Problem details:
Using the listing below, report all lines holding the word "they".

Input for this task:
PR #11246, opened 2026-08-14
:bug: Fix export_shape SVG writing null bytes

### LINKED ISSUE #10878: MCP: export_shape with format "svg" writes 2 null bytes instead of the SVG
Self-hosted 2.17.0, MCP server in single-user mode (no `--multi-user`, so filesystem access is enabled).

`export_shape` with `format: "svg"` and a `filePath` reports success and writes a **2-byte file** containing `00 00`. PNG export of the same shape works correctly.

### Cause

The plugin returns a `Uint8Array` for both formats (`PenpotUtils.exportImage`, which calls `shape.export({ type: "svg" })`), and `ExecuteCodeTaskHandler.encodeBytesAsBase64Envelope` wraps every `Uint8Array` result as `{ __type: "base64", data: <base64> }`.

On the server side, `ImageContent.byteData` recognises that envelope — but the SVG path calls `TextContent.textData`, which does not. It falls through to `String.fromCharCode(...Object.values(envelope))`, and the two values are the strings `"base64"` and the base64 payload, so both become `NaN`, producing two null characters.

- `ExportShapeTool.ts:174` — SVG file path calls `TextContent.textData(imageData)`
- `ToolResponse.ts:15-22` — `TextContent.textData` handles only a string or a numeric-keyed object
- `ToolResponse.ts:49-60` — `ImageContent.byteData` does handle the envelope

The envelope was introduced in #9431 and `byteData` was updated for it; `textData` was not.

### Workaround

The data itself is fine — exporting the same shape through `execute_code` and converting the bytes to a string inside the plugin returns valid SVG:

```js
const bytes = await shape.export({ type: "svg" });
let out = "";
for (let i = 0; i < bytes.length; i += 0x8000) {
  out += String.fromCharCode.apply(null, bytes.subarray(i, i + 0x8000));
}
return out;
```

(`TextDecoder` is not available in the plugin sandbox, hence the manual conversion.)

hermz580:
The plugin returns a Uint8Array wrapped in a base64 envelope ({ __type: "base64", data: <base64> }) for both PNG and SVG exports. The PNG path decodes it via ImageContent.byteData(), but the SVG path passed the raw envelope to TextContent.textData(), which doesn't recognize the envelope â€” String.fromCharCode(...Object.values(envelope)) turns the two strings into NaN, producing a 2-byte file of null bytes.

Decode the envelope with ImageContent.byteData() and convert the bytes to UTF-8 text for both the direct-return and file-write SVG paths, so SVG export behaves the same as PNG export.

Closes #10878

### Checklist


madalenapmelo-kp:

opcode81:
Thanks for your PR, but this does not fix the issue at the right level; superseded by #11422.

PR #11258, opened 2026-08-17
:bug: Fix not being able to select right or center-aligned text in v3

### LINKED ISSUE #11244: Fix not being able to select text in auto-width shapes aligned to the right or centered
STR:

1. Ensure text editor v3 is enabled
2. Select or create a new text shape with auto-width
3. Set text alignment to right or center
4. Try to select a word with double click or by clicking & dragging

Expected results: The word is selected as usual

Actual results: Unable to select any inner text.

belen-albeza:
### Related Ticket

Fixes #11244 

### Summary

We were using `f32:MAX` to lay out right-aligned or centered text, which messed up hit test calculations.

Screenshot 2026-08-17 at 5 09 10 PM

### Steps to reproduce 

See #11244 

### Checklist

- [x] ~~Refactor any modified SCSS files following the refactor guide.~~

### DIFF
--- a/render-wasm/src/shapes/text.rs
+++ b/render-wasm/src/shapes/text.rs
@@ -707,16 +707,35 @@ impl TextContent {
         &self,
         use_shadow: Option<bool>,
     ) -> Vec<ParagraphBuilderGroup> {
+        self.paragraph_builders(use_shadow, false, None)
+    }
+
+    /// Creates paragraph builders with always-opaque paint (BLACK @ alpha 255).
+    /// Used as a clip mask for inner stroke rendering.
+    pub fn paragraph_builder_group_opaque(&self) -> Vec<ParagraphBuilderGroup> {
+        self.paragraph_builders(None, true, None)
+    }
+
+    fn paragraph_builders(
+        &self,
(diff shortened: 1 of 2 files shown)


render-wasm/src/shapes/text.rs
```diff
@@ -894,11 +888,15 @@ impl TextContent {
     }
 
     pub fn update_layout(&mut self, selrect: Rect) -> TextContentSize {
```
elenatorro, line 894: There's a minor thing with this change: fonts resolve async, and when they resolve later than once rendered and we need to update them, the force layout won't work for those shapes with auto width directly.

So, since we're checking this here: `self.layout_version == self.content_version`, the way to actually fix this could be to add this setting on `force_next_layout_update`: `self.content_version = self.content_version.wrapping_add(1);`

It's possible to reproduce the issue without adding this line by loading this penpot file: [get-file-text-emoji-board-auto-width.zip](https://github.com/user-attachments/files/31179424/get-file-text-emoji-board-auto-width.zip). Before a relayout, it's cut:

Image

For context, this fix was introduced here: https://github.com/penpot/penpot/pull/10504

PR #11259, opened 2026-08-17
:zap: Improve shape attrs parsing performance

### LINKED ISSUE #11240: Performance issue with WebGL render
### Steps To Reproduce

* Insert this SVG in your document: https://github.com/user-attachments/assets/10e0a59b-b2da-4c7a-90fc-027a7edc1ea1
* Try re-scaling it by dragging its corner gizmos.
* Now try the same with WebGL enabled.

While it is not fast with WebGL disabled, when WebGL is enabled the performance is prohibitive.

### Expected behavior

The same if not a better performance than the non-WebGL renderer.

### Actual behavior

Prohibitively slow performance.

### Desktop

OS: Mac Book Pro, Apple M3 Pro, MacOS: Version 26.5.2 (25F84)
Browser: Google Chrome Version 151.0.7922.109 (Official Build) (arm64)

### Environment

Both design.penpot.app and own instance.

elenatorro:
### Related Ticket

https://github.com/penpot/penpot/issues/11240

### Summary

Testing a group shape of 4k shapes resulted in a very slow performance on load and interactions. There were several things going on:
* The design tab reads `:fill`, `:stroke` and `:text` from every descendant of the group
* Memoize token-attrs (get-attrs is called once per shape per atribute)
* Get attrs also recalculated things that depended only on the shape type. This improves merging not necessary token attributes when not present.

### Steps to reproduce 

1. Create a new document
2. Load the svg file from the issue
3. Check and compare the load time as well as pan and zoom

Note: **resize** not addressed in this PR, there will be a follow-up PR

### DIFF
--- a/common/src/app/common/types/token.cljc
+++ b/common/src/app/common/types/token.cljc
@@ -423,11 +423,8 @@
     :stroke-width :strokes
     token-attr))
 
-(defn shape-attr->token-attrs
-  "Returns the token-attr affected when a given attribute in a shape is changed.
-   The sub-attr is for attributes that may have multiple values, like strokes
-   (may be width or color) and layout padding & margin (may have 4 edges)."
-  ([shape-attr] (shape-attr->token-attrs shape-attr nil))
+(defn- shape-attr->token-attrs*
+  ([shape-attr] (shape-attr->token-attrs* shape-attr nil))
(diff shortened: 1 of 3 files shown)


superalex (approved):
<3

PR #11265, opened 2026-08-18
:sparkles: Add sso events

cocotime:
### Related Ticket

https://tree.taiga.io/project/penpot-nitrate/task/26656

### Checklist

### DIFF
--- a/backend/src/app/auth/oidc.clj
+++ b/backend/src/app/auth/oidc.clj
@@ -771,6 +771,82 @@
 ;; ORG SSO HELPERS
 ;;;;;;;;;;;;;;;;;;;;;;;;;;;;;;;;;;;;;;;;;;;;;;;;;;;;;;;;;;;;;;;;;;;;;;
 
+(defn- organization-sso-oauth-failure-reason
+  [error]
+  (case (d/name error)
+    "access_denied" "access-denied"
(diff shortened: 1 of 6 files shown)


mavalroot (approved):

backend/src/app/auth/oidc.clj
```diff
@@ -771,6 +771,82 @@
...
+(defn- submit-organization-sso-oauth-failed-event
+  [cfg request state-token error]
+  (try
+    (let [state (tokens/verify cfg {:token state-token :iss "oidc"})]
+      (when (:dest-url state)
+        (submit-organization-sso-auth-event
+         cfg request (some-> (session/get-session request) :profile-id)
+         (:organization-id state) "organization-sso-auth-failed"
+         :failure-reason (organization-sso-oauth-failure-reason error))))
+    (catch Throwable _ nil)))
```
niwinz, line 848: This catch shallows all exceptions, is there a reason for doing that? If yes, prefer Exception instead of Throwable

cocotime: The catch is needed to ensure that the user receives the same error as before. We only send the event if we can read the state, and we don't want that to interrupt the flow.

I'll change Throwable to Exception as you suggested.

PR #11282, opened 2026-08-19
:bug: Gate MCP REPL server behind isDevEnv check

### LINKED ISSUE #11283: MCP REPL server exposes unauthenticated code execution endpoint without devenv check
### Description

The MCP server's REPL HTTP endpoint (`POST /execute`) starts unconditionally on every server instance, regardless of the `PENPOT_MCP_DEVENV` flag. The endpoint has no authentication middleware — any local process on the host machine can send arbitrary JavaScript code to the connected Penpot browser plugin for execution.

This enables cookie/session theft, DOM manipulation, and data exfiltration from active Penpot sessions by any local user or process.

### Steps to reproduce

1. Start the MCP server without setting `PENPOT_MCP_DEVENV=true`
2. Send `POST http://localhost:4403/execute` with `{"code": "document.cookie"}`
3. The server forwards the code to the connected plugin without any authentication check

### Expected behavior

The REPL server should only start when `PENPOT_MCP_DEVENV=true` is set, consistent with how `CljsReplTool` and other developer tools are gated.

### Affected versions

2.17.0

niwinz:

## What

The MCP `ReplServer` exposed an unauthenticated `POST /execute` endpoint that started unconditionally on every server instance. Any local process could send arbitrary JavaScript to the connected Penpot plugin for execution.

## How

- **Gate ReplServer behind `isDevEnv()`** — creation, startup, and shutdown are now conditional on `PENPOT_MCP_DEVENV=true`, consistent with how `CljsReplTool` and other dev tools are already protected
- **Consolidate dev-env check** — `isDevEnv()` delegates to a single static `isDevEnvEnabled()` method, eliminating duplicate logic
- **Log REPL-disabled info** — server logs when the REPL is not started, guiding users who expect it to be available
- **Add `PluginBridge.close()`** — proper WebSocket server cleanup on shutdown (was previously missing)
- **Regression tests** — construct `PenpotMcpServer` with and without `PENPOT_MCP_DEVENV` and verify `hasReplServer()` returns the correct value

Closes #11283

### DIFF
--- a/mcp/README.md
+++ b/mcp/README.md
@@ -265,6 +265,7 @@ The Penpot MCP server can be configured using environment variables.
 | `PENPOT_MCP_SERVER_PORT`                         | Port for the HTTP/SSE server                                               | `4401`         |
 | `PENPOT_MCP_WEBSOCKET_PORT`                      | Port for the WebSocket server (plugin connection)                          | `4402`         |
 | `PENPOT_MCP_REPL_PORT`                           | Port for the REPL server (development/debugging)                           | `4403`         |
+| `PENPOT_MCP_REPL_ENABLE`                         | Explicitly enable/disable the REPL server. Set to `true` to enable. When unset, defaults to the value of `PENPOT_MCP_DEVENV`. | (unset)        |
 | `PENPOT_MCP_REMOTE_MODE`                         | Enable remote mode (disables file system access). Set to `true` to enable. | `false`        |
 | `PENPOT_MCP_DEVENV`                              | Enable Penpot development environment tools. Set to `true` to enable.      | `false`        |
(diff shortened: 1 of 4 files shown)


opcode81 (commented):
The REPL server can be useful outside of devenv settings (for local MCP server usage/experimentation), so I would recommend to add a new env variable `PENPOT_MCP_REPL_ENABLE`  (alongside the existing `PENPOT_MCP_REPL_PORT`, documented in `mcp/README.md`), such that ...
* if the variable is set, its value determines whether the server is enabled (`true` enables it, other values disable it)
* if the variable is not set, we default to `isDevEnv` as implemented in this PR.

niwinz:
@opcode81 addressed

opcode81 (approved):

PR #11284, opened 2026-08-19
:bug: Enforce share-link page scope in get-page and get-file-fragment RPC commands

### LINKED ISSUE #11281: Share-link holder reads pages outside authorized scope via get-page RPC command
### Description

A Penpot share-link is scoped to specific pages via the `:pages` set. The `get-view-only-bundle` RPC command correctly filters pages based on this scope, but the `get-page` RPC command does not enforce the same restriction. A share-link holder can read the complete shape/design data of any page in the file by calling `get-page` with an out-of-scope page-id and the share-id, bypassing the intended page-level access control.

The `get-file-fragment` RPC command has the same issue - it accepts a share-id but returns fragments without validating they belong to authorized pages.

### Steps to reproduce

1. Create a file with two pages: Page A (public) and Page B (secret)
2. Create a share-link scoped to Page A only
3. As a share-link holder, call `get-page` with the share-id and Page B's id
4. Observe that Page B's complete content is returned

### Expected behavior

The `get-page` command should validate that the requested page-id is within the share-link's authorized `:pages` set and return a `:not-found` error if it's not, matching the behavior of `get-view-only-bundle`.

The `get-file-fragment` command should deny share-link access to fragments entirely, as fragments don't have a direct page-id mapping and the simpler/safer approach is to restrict access.

### Affected versions

<= 2.15.4 (current codebase as of 2026-08-19)

### Security advisory

GHSA-x9xg-qphx-8grr

### Credits

Vulnerability reported by 5ud0 / Tarmo Technologies

niwinz:

## What

- Share-link holders could read pages outside the authorized scope by calling `get-page` with an out-of-scope page-id
- The `get-file-fragment` RPC command had the same issue, returning fragments without validating page scope
- This bypassed the intended page-level access control that `get-view-only-bundle` correctly enforces

## Why

The `get-page` command only checked that SOME permission existed but didn't validate that the requested page was within the share-link's `:pages` set. The `get-view-only-bundle` command already had the correct implementation using `remove-not-allowed-pages`, but this logic wasn't applied to `get-page` or `get-file-fragment`.

## How

- Added page scope validation to `get-page` that rejects requests for pages not in the share-link's `:pages` set with a `:not-found` error
- Denied share-link access to `get-file-fragment` entirely, as fragments lack direct page-id mapping (simpler/safer approach per security advisory recommendation)
- Added comprehensive tests covering both the security fix and backward compatibility with normal team member access

Closes #11281

### DIFF
--- a/backend/src/app/rpc/commands/audit.clj
+++ b/backend/src/app/rpc/commands/audit.clj
@@ -183,6 +183,7 @@
 
 (sv/defmethod ::get-enabled-flags
   {::audit/skip true
+   ::rpc/auth false
    ::doc/skip true
    ::doc/added "1.20"}
   [_cfg _params]
--- a/backend/src/app/rpc/commands/files.clj
+++ b/backend/src/app/rpc/commands/files.clj
@@ -245,6 +245,10 @@
   [cfg {:keys [::rpc/profile-id file-id fragment-id share-id]}]
   (db/run! cfg (fn [cfg]
                  (let [perms (perms/get-file-read-permissions cfg profile-id file-id share-id)]
+                   (when (= :share-link (:type perms))
+                     (ex/raise :type :not-found
+                               :code :object-not-found
+                               :hint "object not found"))
                    (check-read-permissions! perms)
                    (-> (get-file-fragment cfg file-id fragment-id)
                        (rph/with-http-cache long-cache-duration))))))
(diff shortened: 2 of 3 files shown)


niwinz:
Found some regressions related to permissions

elenatorro (approved):

PR #11296, opened 2026-08-20
:tada: Implement export jobs to process export requests

### LINKED ISSUE #11133: Implement export jobs to process export requests

/export` API is sync, and:
- `wait=true` holds the HTTP connection for the whole render
- `wait=false` returns fast but still starts the work immediately

There's no way to check process, cancel them or limit them

Simple job-based API:

 - `POST /export`  -> creates job
 - `GET /export/:job-id` -> job status + progress
- `DELETE /export/:job-id` -> cancels job

Also, since wasm render blocks the event loop, manage a pool of forked workers to run N exports in parallel. Note: Only the headless wasm path goes to workers (everything else stays on the existing path and the browser pool). But both kinds of export get a job id, only the executor differs.

_No response_

### Additional context

_No response_

elenatorro:
### Related Ticket

https://github.com/penpot/penpot/issues/11133

### Summary

This PR introduces a new mechanism for render exports through **export jobs**. These jobs are created over HTTP, admitted by a scheduler with bounded concurrency, persisted in Redis, can be queried to check its status, and can be cancelled.
Screenshot 2026-08-27 at 15-20-48 brand - Penpot

⚠️ The current `POST /api/export` API is untouched and still runs unscheduled exports that use the browser pool. The export jobs are only triggered from the frontend when the `wasm-export/v1` and `render-wasm/v1` feature flags are enabled on the team **and** the exporter has `enable-wasm-export` in `PENPOT_FLAGS`. Without all three, exports fall back to the current endpoint.

These are the changes introduced:

#### Exporter Changes

1. New Job model, stored on redis

* Job status: queued, running, ended, error, cancelled
* State transitions send the `:export-update` message so websocket clients keep working with the same logic
* Each job is saved on Redis and has a defined TTL
* The job owns the temp files and deletes them once it finishes (if there's any temp file left, it's deleted on boot)

2. Scheduler

The Scheduler handles jobs execution over a queue. It handles errors and job states. Wasm jobs lease a render worker for their whole run, so they are only admitted when a worker is free: `PENPOT_WASM_WORKER_POOL_MAX` is the real limit for them.

Cancel job example:

[screen-recorder-thu-aug-27-2026-15-20-56.webm](https://github.com/user-attachments/assets/ab718a11-c440-430c-9f67-0233d526aba9)

Job waiting for other two jobs, that starts as soon as the queue is free:

[screen-recorder-thu-aug-27-2026-15-22-44.webm](https://github.com/user-attachments/assets/d4fa31df-176b-437c-abe8-ec8f3d9200b4)

3. Workers

Export renders are executed in a worker thread. This is because Skia calls are synchronous and block the HTTP server, so we use a pool of workers. A job keeps one worker for all its renders.

4. Rest API

| Method | Path | Description |
|---|---|---|
| `POST` | `/` | Current endpoint (no queue, no scheduler) |
| `POST` | `/jobs` | Creates an export job |
| `GET` | `/jobs/{id}` | Gets job record |
| `DELETE` | `/jobs/{id}` | Requests cancellation |

⚠️ NOTE: API works through auth session (cookie) only, as the current endpoint. Ownership now comes from the session instead of `:profile-id` in the request body: the job API can read and cancel work, so it rejects anonymous callers and checks the owner on every job. The current endpoint keeps the body value as fallback, unchanged.

⚠️ NOTE: This only applies for multiple shape files. Single shapes are being rendered directly in the client, no API call.

#### Frontend Changes

When the feature flag is enabled, each export calls the new jobs API to create export jobs (and can cancel them from the UI too)

#### Backend Changes

There's a new section on `/dbg` panel for purely debug/info options that reads from Redis

image

#### Deployment

Redis was already being used for websocket notifications in the exporter, so there's no change here. The exporter container now also receives `PENPOT_FLAGS`, which is what enables the headless render.

Review worker pool. Each render worker boots its own render-wasm module, default is 2 workers with a 128MB image cache budget each on top of that. This can be changed through envvars.

⚠️ Single exporter instance only: on boot the exporter cancels every non-terminal job record it finds, since a queue lives in the memory of the process that owned it. With several exporters behind a load balancer this would cancel a sibling's running jobs.

Optional variables:

| Variable | Default |
|---|---|
| `PENPOT_EXPORT_JOB_TTL` | `3600` |
| `PENPOT_EXPORT_MAX_CONCURRENT_JOBS` | `4` |
| `PENPOT_EXPORT_MAX_JOBS_PER_PROFILE` | `2` |
| `PENPOT_EXPORT_QUEUE_MAX` | `64` |
| `PENPOT_WASM_WORKER_POOL_MAX` | `2` |
| `PENPOT_WASM_WORKER_POOL_MIN` | `1` |
| `PENPOT_WASM_RENDER_IDLE_TIMEOUT` | `300` |
| `PENPOT_WASM_IMAGE_CACHE_MB` | `128` |

### Steps to reproduce

Activate the `wasm-export/v1` and `render-wasm/v1` flags on team and also include `enable-wasm-export` on env `PENPOT_FLAGS`.


backend/src/app/http/debug.clj
```diff
@@ -51,11 +48,53 @@
...
+        (recur cursor found)))))
+
+(defn- get-export-jobs
+  [cfg job-id]
+  (let [filtered? (not (str/empty-or-nil? job-id))
+        job-uuid  (when filtered? (parse-uuid job-id))]
+    (if (and filtered? (nil? job-uuid))
+      []
+      (try
+        (let [pattern (str (cf/get :tenant) ".export.job." (or job-uuid "*"))]
```
niwinz: `penpot.exporter.<tenant>.job....`

exporter/README.md
```diff
@@ -0,0 +1,98 @@
...
+|---------------------------------------|---------|--------------------------------------|
+| `PENPOT_REDIS_URI`                    | `redis://redis/0` | Job store and cancel topic |
+| `PENPOT_TENANT`                       | `default` | Key and topic prefix               |
+| `PENPOT_EXPORT_JOB_TTL`               | `3600`  | Lifetime of a job record, in seconds  |
+| `PENPOT_EXPORT_MAX_CONCURRENT_JOBS`   | `4`     | Admission limit                       |
+| `PENPOT_EXPORT_MAX_JOBS_PER_PROFILE`  | `2`     | Per-profile admission limit           |
+| `PENPOT_EXPORT_QUEUE_MAX`             | `64`    | Queue cap; over it, `429 :queue-full` |
+| `PENPOT_WASM_WORKER_POOL_MAX`         | `2`     | Headless render worker threads; min 1 |
+| `PENPOT_WASM_WORKER_POOL_MIN`         | `1`     | Workers kept warm; clamped to the max |
+| `PENPOT_WASM_RENDER_IDLE_TIMEOUT`     | `300`   | Silence before a worker is terminated, in seconds |
```
niwinz: PENPOT_WASM_WORKER_IDLE_TIMEOUT

exporter/README.md
```diff
@@ -0,0 +1,98 @@
...
+## Configuration
+
+| Variable                              | Default | Description                          |
+|---------------------------------------|---------|--------------------------------------|
+| `PENPOT_REDIS_URI`                    | `redis://redis/0` | Job store and cancel topic |
+| `PENPOT_TENANT`                       | `default` | Key and topic prefix               |
+| `PENPOT_EXPORT_JOB_TTL`               | `3600`  | Lifetime of a job record, in seconds  |
+| `PENPOT_EXPORT_MAX_CONCURRENT_JOBS`   | `4`     | Admission limit                       |
+| `PENPOT_EXPORT_MAX_JOBS_PER_PROFILE`  | `2`     | Per-profile admission limit           |
+| `PENPOT_EXPORT_QUEUE_MAX`             | `64`    | Queue cap; over it, `429 :queue-full` |
```
niwinz: `PENPOT_EXPORTER_` para todas las keys de `PENPOT_EXPORT_`

exporter/README.md
```diff
@@ -0,0 +1,98 @@
...
+| `PENPOT_WASM_WORKER_POOL_MAX`         | `2`     | Headless render worker threads; min 1 |
+| `PENPOT_WASM_WORKER_POOL_MIN`         | `1`     | Workers kept warm; clamped to the max |
+| `PENPOT_WASM_RENDER_IDLE_TIMEOUT`     | `300`   | Silence before a worker is terminated, in seconds |
+| `PENPOT_WASM_IMAGE_CACHE_MB`          | `128`   | Per-worker image cache budget          |
```
niwinz: `PENPOT_WAMS_WORKER_IMAGE_CACHE_SIZE` (en bytes, o con soporte para parsear unidades) empezaria con bytes (es como lo usamos en otras keys asi de esta manera es uniforme

exporter/src/app/redis.cljs
```diff
@@ -8,47 +8,162 @@
...
   (swap! client (fn [client]
                   (when client (.quit ^js client))
                   nil)))
 
 (def ^:private tenant (cf/get :tenant))
 
+(defn ->key
+  "Namespaces `parts` under the tenant, the same prefix `pub!` uses for topics."
+  [& parts]
+  (str tenant "." (apply str parts)))
```
niwinz: The key should be `penpot.exporter.<tentant>....`

exporter/src/app/redis.cljs
```diff
@@ -8,47 +8,162 @@
...
+            (->> (with-client-lenient (fn [^js client] (.scan client cursor "MATCH" pattern "COUNT" 200)))
+                 (p/mcat (fn [result]
+                           (if (nil? result)
+                             (p/resolved found)
+                             (let [next-cursor (aget result 0)
+                                   found       (into found (aget result 1))]
+                               (if (= "0" next-cursor)
+                                 (p/resolved found)
+                                 (step next-cursor found))))))))]
+    (step "0" [])))
```
niwinz, line 177: The problem with this approach is that it scans all result in memory instead if consuming it like a stream o sequence. With promise approach there are noway to do it in other way in any case. I suggest just adding a comment on it right now, becuse for the current aproach it may work but we need to rething how we access redis, and implement maybe or RX or Streaming Reader interfaces in future.

PR #11300, opened 2026-08-20
:bug: Freeze viewport gestures during WASM page transition

superalex:
## What

- While the WASM page-transition blur is up, pan/zoom no longer drives `render_from_cache` against an empty tile atlas (blank workspace).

Result below:
elenatorro, line 894: There's a minor thing with this change: fonts resolve async, and when they resolve later than once rendered and we need to update them, the force layout won't work for those shapes with auto width directly.
The `get-file-fragment` RPC command has the same issue - it accepts a share-id but returns fragments without validating they belong to authorized pages.
The Scheduler handles jobs execution over a queue. It handles errors and job states. Wasm jobs lease a render worker for their whole run, so they are only admitted when a worker is free: `PENPOT_WASM_WORKER_POOL_MAX` is the real limit for them.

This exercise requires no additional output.